■ ABOUT THIS EXERCISE
Check each line of the material for the string "isArray", and copy the lines that have it.
━━━━━━
PR #235, opened 2016-04-02
virtual DOM engine

awinogradov:
Original PR https://github.com/awinogradov/bem-xjst/pull/1. Read conversation there.


lib/vidom/index.js
```diff
@@ -0,0 +1,375 @@
...
+}
+
+inherits(VIDOM, BEMXJST);
+module.exports = VIDOM;
+
+VIDOM.prototype.Entity = Entity;
+
+VIDOM.isOneElement = function(children) {
+  return !Array.isArray(children) ||
+      children.length > 1 &&
```
miripiruni: 2 spaces indent

lib/vidom/index.js
```diff
@@ -0,0 +1,375 @@
...
+function VIDOM() {
+  BEMXJST.apply(this, arguments);
+}
+
+inherits(VIDOM, BEMXJST);
+module.exports = VIDOM;
+
+VIDOM.prototype.Entity = Entity;
+
+VIDOM.isOneElement = function(children) {
```
miripiruni: Can you move this function in `VIDOM.prototype.render`?

lib/vidom/index.js
```diff
@@ -0,0 +1,376 @@
...
+        viArguments.push(children);
+      } else {
+        viArguments = viArguments.concat(children);
+      }
+    }
+
+    return viArguments;
+  }
+
+  if (isBEM) {
```
miripiruni: `else if`

lib/vidom/index.js
```diff
@@ -0,0 +1,376 @@
...
+                  mixEntity.block || entity.block,
+                  modName,
+                  mods[modName])
+            );
+          }.bind(this));
+        }.bind(this));
+      }.bind(this));
+    }
+  }
+  if (cls) props.className.push(cls);
```
miripiruni: `else if`

lib/vidom/index.js
```diff
@@ -0,0 +1,376 @@
...
+
+        if (!nestedMix) {
+          return;
+        }
+
+        if (!Array.isArray(nestedMix)) {
+          nestedMix = [ nestedMix ];
+        }
+
+        nestedMix.forEach(function(mix) {
```
miripiruni: for (…) {
  …
}

lib/vidom/index.js
```diff
@@ -0,0 +1,376 @@
...
+          var mods = mix.mods || mix.elemMods;
+          if (!mods) {
+            return;
+          }
+
+          Object.keys(mods).forEach(function(modName) {
```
━━━━━━
■ TASK OUTPUT
+  return !Array.isArray(children) ||
+        if (!Array.isArray(nestedMix)) {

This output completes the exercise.